Copy out each line of the data below in which the string "that" appears.
START DATA PROVIDED
PR #319, opened 2021-02-20
feat: Add test for _mm_rsqrt_ps

HowJMay:


tests/impl.cpp
```diff
@@ -2172,7 +2172,17 @@ result_t test_mm_rcp_ss(const SSE2NEONTestImpl &impl, uint32_t i)
...
+
+    float f0 = 1 / sqrt(_a[0]);
+    float f1 = 1 / sqrt(_a[1]);
+    float f2 = 1 / sqrt(_a[2]);
+    float f3 = 1 / sqrt(_a[3]);
+
+    __m128 a = do_mm_load_ps(_a);
+    __m128 c = _mm_rsqrt_ps(a);
+
+    return validateFloatError(c, f0, f1, f2, f3, 0.01f);
```
jserv, line 2185: You shall explain the value `0.01f`.

jserv: I was not convinced. Why `1%`?

HowJMay: 1% is the smallest error we can achieve under the current implementation.

jserv: I defer to the review of @marktwtn .

marktwtn: It is hard to decide the relative error when it comes to division and square root.
I do not have any good advice.

We might accept the current relative error and it needs to be considered carefully in the future pull request.

tests/impl.cpp
```diff
@@ -2172,7 +2172,19 @@ result_t test_mm_rcp_ss(const SSE2NEONTestImpl &impl, uint32_t i)
...
+
+    float f0 = 1 / sqrt(_a[0]);
+    float f1 = 1 / sqrt(_a[1]);
+    float f2 = 1 / sqrt(_a[2]);
+    float f3 = 1 / sqrt(_a[3]);
+
+    __m128 a = do_mm_load_ps(_a);
+    __m128 c = _mm_rsqrt_ps(a);
+
+    // Here we ensure `_mm_rsqrt_ps()`'s error is under 1% compare to the C
```
jserv, line 2185: Fix the grammar error.

tests/impl.cpp
jserv: Later, we might integrate the precise `rsqrt` implementation. At the moment, we have to address and explain the acceptable error rate.

HowJMay: So should I open another PR which address the acceptable error here and leave this PR in current implementation

jserv: Simply do it here.

sse2neon.h
```diff
@@ -4032,6 +4032,7 @@ FORCE_INLINE __m128 _mm_sqrt_ss(__m128 in)
 
 // Computes the approximations of the reciprocal square roots of the four
 // single-precision floating point values of in.
+// The current precision is 1% error.
```
HowJMay, line 4035: @jserv I added it here

jserv: Mention in git commit message as well.

marktwtn (approved):

PR #327, opened 2021-02-26
feat: Implement _mm_cvtsd_si64[x]

HowJMay:
The behaviour of _mm_cvtsd_si64x and _mm_cvtsi128_si64x are the same
as the behaviour of _mm_cvtsd_si64 and _mm_cvtsi128_si64, respectively.

Therefore, we can run the test of the non-x-suffix.

### DIFF
--- a/sse2neon.h
+++ b/sse2neon.h
@@ -5731,6 +5731,23 @@ FORCE_INLINE double _mm_cvtsd_f64(__m128d a)
 #endif
 }
 
+// Convert the lower double-precision (64-bit) floating-point element in a to a
+// 64-bit integer, and store the result in dst.
+// https://software.intel.com/sites/landingpage/IntrinsicsGuide/#text=_mm_cvtsd_si64
+FORCE_INLINE int64_t _mm_cvtsd_si64(__m128d a)
+{
+#if defined(__aarch64__)
+    return (int64_t) vcvt_s64_f64(vget_low_f64(vreinterpretq_f64_m128d(a)));
+#else
+    return (int64_t)((double *) &a)[0];
+#endif
+}
+
+// Convert the lower double-precision (64-bit) floating-point element in a to a
+// 64-bit integer, and store the result in dst.
+// https://software.intel.com/sites/landingpage/IntrinsicsGuide/#text=_mm_cvtsd_si64x
+#define _mm_cvtsd_si64x(a) _mm_cvtsd_si64(a)
+
 // Convert packed single-precision (32-bit) floating-point elements in a to
 // packed double-precision (64-bit) floating-point elements, and store the
 // results in dst.
--- a/tests/impl.cpp
+++ b/tests/impl.cpp
@@ -3674,7 +3674,7 @@ result_t test_mm_cvtsd_si64(const SSE2NEONTestImpl &impl, uint32_t i)
 
 result_t test_mm_cvtsd_si64x(const SSE2NEONTestImpl &impl, uint32_t i)
 {
-    return TEST_UNIMPL;
+    return test_mm_cvtsd_si64(impl, i);
 }
 
 result_t test_mm_cvtsd_ss(const SSE2NEONTestImpl &impl, uint32_t i)
@@ -3708,7 +3708,7 @@ result_t test_mm_cvtsi128_si64(const SSE2NEONTestImpl &impl, uint32_t i)
 
 result_t test_mm_cvtsi128_si64x(const SSE2NEONTestImpl &impl, uint32_t i)
 {
-    return TEST_UNIMPL;
+    return test_mm_cvtsi128_si64(impl, i);
 }
 
 result_t test_mm_cvtsi32_sd(const SSE2NEONTestImpl &impl, uint32_t i)
--- a/tests/impl.cpp
+++ b/tests/impl.cpp
@@ -3669,7 +3669,24 @@ result_t test_mm_cvtsd_si32(const SSE2NEONTestImpl &impl, uint32_t i)
 
 result_t test_mm_cvtsd_si64(const SSE2NEONTestImpl &impl, uint32_t i)
 {
-    return TEST_UNIMPL;
+    const double *_a = (const double *) impl.mTestFloatPointer1;
+    // NEON intrinsic "vcvt_s64_f64()" uses rounding mode "Rounding To Zero"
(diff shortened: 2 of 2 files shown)


jserv (changes requested):
Change the subject to "Implement _mm_cvtsd_f64[x]"

marktwtn:
The commit header should be `_mm_cvtsd_si64 and _mm_cvtsd_si64x`.

sse2neon.h
```diff
@@ -5692,6 +5692,23 @@ FORCE_INLINE double _mm_cvtsd_f64(__m128d a)
...
+// Convert the lower double-precision (64-bit) floating-point element in a to a
+// 64-bit integer, and store the result in dst.
+// https://software.intel.com/sites/landingpage/IntrinsicsGuide/#text=_mm_cvtsd_si64
+FORCE_INLINE int64_t _mm_cvtsd_si64(__m128d a)
+{
+#if defined(__aarch64__)
+    return vgetq_lane_s64(vreinterpretq_s64_m128d(a), 0);
+#else
+    return ((int64_t *) &a)[0];
+#endif
```
marktwtn, line 5704: The implementation is wrong.
It just treats the data store in `double` as `int64_t`.
The data itself is not changed.

What you expect is like `3.0` -> `3`.
However, the `3.0` data stored in double would not be `0x03`.

tests/impl.cpp
```diff
@@ -3636,12 +3636,18 @@ result_t test_mm_cvtsd_si32(const SSE2NEONTestImpl &impl, uint32_t i)
 
 result_t test_mm_cvtsd_si64(const SSE2NEONTestImpl &impl, uint32_t i)
 {
-    return TEST_UNIMPL;
+    const double *_a = (const double *) impl.mTestFloatPointer1;
+    int64_t d = (int64_t) round(_a[0]);
```
marktwtn, line 3640: I am not sure whether the `round()` is necessary or not.

tests/impl.cpp
```diff
@@ -3669,12 +3669,23 @@ result_t test_mm_cvtsd_si32(const SSE2NEONTestImpl &impl, uint32_t i)
...
 result_t test_mm_cvtsd_si64(const SSE2NEONTestImpl &impl, uint32_t i)
 {
-    return TEST_UNIMPL;
+    const double *_a = (const double *) impl.mTestFloatPointer1;
+#if defined(__x86_64__)
+    int64_t _c = (int64_t) round(_a[0]);
+#else
+    int64_t _c = (int64_t) _a[0];
+#endif
+
```
jserv, line 3678: Remove this blank line.

tests/impl.cpp
```diff
@@ -3669,12 +3669,22 @@ result_t test_mm_cvtsd_si32(const SSE2NEONTestImpl &impl, uint32_t i)
 
 result_t test_mm_cvtsd_si64(const SSE2NEONTestImpl &impl, uint32_t i)
 {
-    return TEST_UNIMPL;
+    const double *_a = (const double *) impl.mTestFloatPointer1;
+#if defined(__x86_64__)
+    int64_t _c = (int64_t) round(_a[0]);
```
jserv, line 3674: The use of `round` is not generic here. You should explain.

marktwtn:
> The commit header should be `_mm_cvtsd_si64 and _mm_cvtsd_si64x`.

Use the correct commit header.

tests/impl.cpp
HowJMay: I think we set the different rounding mode in NEON and SSE.

### _mm_cvtsd_si64:
[`Converts the lower DP FP value of a to a 64-bit signed integer value according to the current rounding mode.`](
https://software.intel.com/content/www/us/en/develop/documentation/cpp-compiler-developer-guide-and-reference/top/compiler-reference/intrinsics/intrinsics-for-intel-streaming-simd-extensions-2-intel-sse2/integer-intrinsics/conversion-intrinsics-1.html)

### vcvt_s64_f64
`vcvt_s64_f64` is using rounding to zero.
https://developer.arm.com/architectures/instruction-sets/simd-isas/neon/intrinsics?search=vcvt_s64_f64

jserv: Add comments in the test suite.

marktwtn: IEEE 754 has 5 rounding rules, which are

* Round to nearest, ties to even
* Round to nearest, ties away from zero
* Round toward 0
* Round toward +∞
* Round toward -∞

Reference: https://en.wikipedia.org/wiki/IEEE_754#Rounding_rules

In the previous development, I found out the SSE rounding mode would be `Round to nearest, ties to even`.
However, I guess this might be the default rounding mode based on the description
```
_mm_cvtsd_si64:
Converts the lower DP FP value of a to a 64-bit signed integer value according to the current rounding mode.
```

NEON offers different rounding mode intrinsics, such as `vcvt`, `vcvtn` , `vcvtm` , `vcvtp` and `vcvta`.
Can we use the proper intrinsic to make the test case simpler?

HowJMay: I wonder even the [C implementation](https://github.com/DLTcollab/sse2neon/pull/327/files#diff-4e3d6805bace5270202c37d5363eded99ce96bea91040c8123cdc16c4f858d36R5742) on ARM is using rounding to zero

jserv: @JishinMaster, can you comment this?

HowJMay: I got some idea here 
https://github.com/DLTcollab/sse2neon/blob/master/sse2neon.h#L5495

JishinMaster:
I also had trouble with the fact that X86 and ARM do not have the same default rounding method.
With the test did you notice major differences?
One way could be to first get the current rounding mode, and choose the right intrinsic accordingly, although we might loose some throughput.

tests/impl.cpp
marktwtn: I believe that the [C implementation](https://github.com/DLTcollab/sse2neon/pull/327/files#diff-4e3d6805bace5270202c37d5363eded99ce96bea91040c8123cdc16c4f858d36R5742) is wrong.
Anyway, the `_mm_cvtsd_si64()` would be affect by `_MM_SET_ROUNDING_MODE()`.
The test should include it to test 4 different rounding modes.

marktwtn:
Close with #420.

PR #333, opened 2021-02-27
feat: Implement _mm_bs[l|r]li_si128

HowJMay:


jserv (changes requested):
Change the subject to "Implement _mm_bs[lr]li_si128"

PR #334, opened 2021-03-02
feat: Implement _mm_max_sd

HowJMay:


sse2neon.h
```diff
@@ -4240,6 +4240,24 @@ FORCE_INLINE __m128d _mm_max_pd(__m128d a, __m128d b)
...
+// element from a to the upper element of dst.
+// https://software.intel.com/sites/landingpage/IntrinsicsGuide/#text=_mm_max_sd
+FORCE_INLINE __m128d _mm_max_sd(__m128d a, __m128d b)
+{
+#if defined(__aarch64__)
+    return _mm_move_sd(a, _mm_max_pd(a, b));
+#else
+    double *da = (double *) &a;
+    double *db = (double *) &b;
+    double c[2];
```
jserv, line 4254: Rewrite with inlined form:
```c
double c[2] = {fmax(da[0], db[0]), da[1]};
```

HowJMay: Do we need to apply this inline form to other `*_sd` intrinsics?

jserv: > Do we need to apply this inline form to other `*_sd` intrinsics?

Such trivial changes can be applied later.

sse2neon.h
```diff
@@ -4240,6 +4240,22 @@ FORCE_INLINE __m128d _mm_max_pd(__m128d a, __m128d b)
...
 }
 
+// Compare the lower double-precision (64-bit) floating-point elements in a and
+// b, store the maximum value in the lower element of dst, and copy the upper
+// element from a to the upper element of dst.
+// https://software.intel.com/sites/landingpage/IntrinsicsGuide/#text=_mm_max_sd
+FORCE_INLINE __m128d _mm_max_sd(__m128d a, __m128d b)
+{
+#if defined(__aarch64__)
+    return _mm_move_sd(a, _mm_max_pd(a, b));
```
marktwtn, line 4250: I think we can use this for `ARM32` and `ARM64` since `_mm_max_pd` has implemented for different architecture.
However, the `_mm_max_pd` itself might need some improvement in the future pull request like using `fmax` for simplicity.

marktwtn: I guess the way @HowJMay did would have a better performance and the way I suggested would have better code readability.
@jserv what do you think?
Shall we follow the `KISS` principle?

jserv: Is it feasible to unify with single statement `return _mm_move_sd(a, _mm_max_pd(a, b))` without the `fmax` implementation?

marktwtn: Yes, it is.

HowJMay: `_mm_max_pd()` is conducting C implementation on ARM32, so calling it would be slower than the current C implementation on ARM32

marktwtn: What we need to do is to decide which one we would like to choose.
Performance or code readability.

HowJMay: I personally prefer to choose performance, since I think this library is aiming to achieve the very edge of the limit of performance

marktwtn (approved):

PR #340, opened 2021-03-06
test: Add test for _mm_extract_epi64

HowJMay:


tests/impl.cpp
```diff
@@ -6968,7 +6968,14 @@ result_t test_mm_extract_epi32(const SSE2NEONTestImpl &impl, uint32_t i)
...
 {
-    return TEST_UNIMPL;
+    int64_t *_a = (int64_t *) impl.mTestIntPointer1;
+    const int imm = 1;
+
+    __m128i a = do_mm_load_ps((const int32_t *) _a);
+    __int64_t c = _mm_extract_epi64(a, imm);
+
+    ASSERT_RETURN(c == *(_a + (imm & 1)));
+    return TEST_SUCCESS;
```
marktwtn, line 6978: Could you rewrite the test case using the switch case?
https://github.com/DLTcollab/sse2neon/blob/f3f567484d099f74aaa51880db46b1434c960638/tests/impl.cpp#L4803

tests/impl.cpp
```diff
@@ -6968,7 +6968,22 @@ result_t test_mm_extract_epi32(const SSE2NEONTestImpl &impl, uint32_t i)
 
 result_t test_mm_extract_epi64(const SSE2NEONTestImpl &impl, uint32_t i)
 {
-    return TEST_UNIMPL;
+    int64_t *_a = (int64_t *) impl.mTestIntPointer1;
+
+    __m128i a = do_mm_load_ps((const int32_t *) _a);
+    __int64_t c;
```
jserv, line 6974: You can even rewrite as following:
```c
__int64_t c = _mm_extract_epi64(a, i & 0x1);
```

HowJMay: The provided implementation can't be compiled. The following error would occur

```
error: selector must be an integer constant in the range [0, 1]
```

jserv: My bad. I forgot the qualifier.

PR #344, opened 2021-03-07
feat: Implement _mm_storeu_si<16-64>

marktwtn:
GCC version before 11 does not implement intrinsic functions
_mm_storeu_si16 and _mm_storeu_si32.
The testing should be modified after the GCC 11 releases.
Check https://gcc.gnu.org/bugzilla/show_bug.cgi?id=95483 for the
bug information.

### DIFF
--- a/sse2neon.h
+++ b/sse2neon.h
@@ -955,11 +955,32 @@ FORCE_INLINE void _mm_store_si128(__m128i *p, __m128i a)
     vst1q_s32((int32_t *) p, vreinterpretq_s32_m128i(a));
 }
 
-// Stores four 32-bit integer values as (as a __m128i value) at the address p.
-// https://msdn.microsoft.com/en-us/library/vstudio/edk11s13(v=vs.100).aspx
+// Stores 128-bits of integer data a at the address p.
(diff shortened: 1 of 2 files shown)


sse2neon.h
```diff
@@ -25,6 +25,7 @@
 //   Yang-Hao Yuan <yanghau@biilabs.io>
 //   Syoyo Fujita <syoyo@lighttransport.com>
 //   Brecht Van Lommel <brecht@blender.org>
+//   Remi Arnaud <remi@acm.org>
```
jserv, line 28: Use `Co-authored-by` information in git commit messages instead. See https://docs.github.com/en/github/committing-changes-to-your-project/creating-a-commit-with-multiple-authors

tests/impl.cpp
```diff
@@ -2568,12 +2568,33 @@ result_t test_mm_storeu_ps(const SSE2NEONTestImpl &impl, uint32_t i)
 
 result_t test_mm_storeu_si16(const SSE2NEONTestImpl &impl, uint32_t i)
 {
+    // FIXME:
+    // The GCC version before 11 does not implement intrinsic function
```
jserv, line 2572: Why didn't you specify the conditional build with something like `if __GNUC__ <= 10`?

sse2neon.h

PR #346, opened 2021-03-08
test: Remove useless tests

HowJMay:
Function 'mm_shufflehi_epi16_function' and
'mm_shufflelo_epi16_function' are tool functions for
`_mm_shufflehi_epi16` and `_mm_shufflelo_epi16`, respectively.

So we can removed them from test cases.


tests/impl.h
```diff
@@ -7,532 +7,530 @@
     case it_##c:                  \
         ret = test_##c(*this, i); \
         break;
-#define INTRIN_FOREACH(TYPE)          \
```
jserv, line 10: Why did you change many lines instead of two?

HowJMay: It is caused by the formatter

marktwtn (approved):

PR #354, opened 2021-03-12
feat: Implement _mm_round_ss

HowJMay:


tests/impl.cpp
```diff
@@ -7587,7 +7587,17 @@ result_t test_mm_round_sd(const SSE2NEONTestImpl &impl, uint32_t i)
...
+    const float *_b = impl.mTestFloatPointer1;
+    float dx = roundf(_b[0]);
+    float dy = _a[1];
+    float dz = _a[2];
+    float dw = _a[3];
+
+    __m128 a = do_mm_load_ps(_a);
+    __m128 b = do_mm_load_ps(_b);
+    __m128 c = _mm_round_ss(a, b, _MM_FROUND_CUR_DIRECTION);
+    return validateFloatError(c, dx, dy, dz, dw, 0.001f);
```
marktwtn, line 7600: The error is not necessary.
We can simply use `validateFloat` function.

sse2neon.h
```diff
@@ -6070,6 +6070,69 @@ FORCE_INLINE __m128 _mm_round_ps(__m128 a, int rounding)
...
+                             floorf(_b[3]));
+        pos_inf =
+            _mm_set_ps(ceilf(_b[0]), ceilf(_b[1]), ceilf(_b[2]), ceilf(_b[3]));
+        return _mm_move_ss(
+            vreinterpretq_f32_m128(a),
+            _mm_blendv_ps(pos_inf, neg_inf, _mm_cmple_ps(b, zero)));
+    default:  //_MM_FROUND_CUR_DIRECTION
+        return (__m128){roundf(_b[0]), _a[1], _a[2], _a[3]};
+    }
+#endif
```
marktwtn, line 6133: Can we replace with `_mm_move_ss(a, _mm_round_ps(b, rounding))`?

HowJMay: I think we can, but I have modified a little in the current implementation, so compare to ` _mm_move_ss(a, _mm_round_ps(b, rounding))`, we actually take fewer operations in ARM32 architecture.

For example, in `case (_MM_FROUND_TO_NEG_INF | _MM_FROUND_NO_EXC):
        return (__m128){floorf(_b[0]), _a[1], _a[2], _a[3]};`, we need to call `floorf` for only one time.

HowJMay:
@marktwtn is this OK for merging?

tests/impl.cpp
HowJMay: If I use `validateFloat()` we can't even pass `make check`

marktwtn: However, I think rounding should not contain any error.

HowJMay: I saw the return value of `_mm_round_ps()` contains error, too.

https://github.com/DLTcollab/sse2neon/blob/master/tests/impl.cpp#L7723

HowJMay: Should I open another PR to solve them together?

marktwtn: You can fix this pull request first and then open another pull request for `_mm_round_ps()`.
END DATA PROVIDED
> _THE ANSWER_:
I also had trouble with the fact that X86 and ARM do not have the same default rounding method.
marktwtn: I believe that the [C implementation](https://github.com/DLTcollab/sse2neon/pull/327/files#diff-4e3d6805bace5270202c37d5363eded99ce96bea91040c8123cdc16c4f858d36R5742) is wrong.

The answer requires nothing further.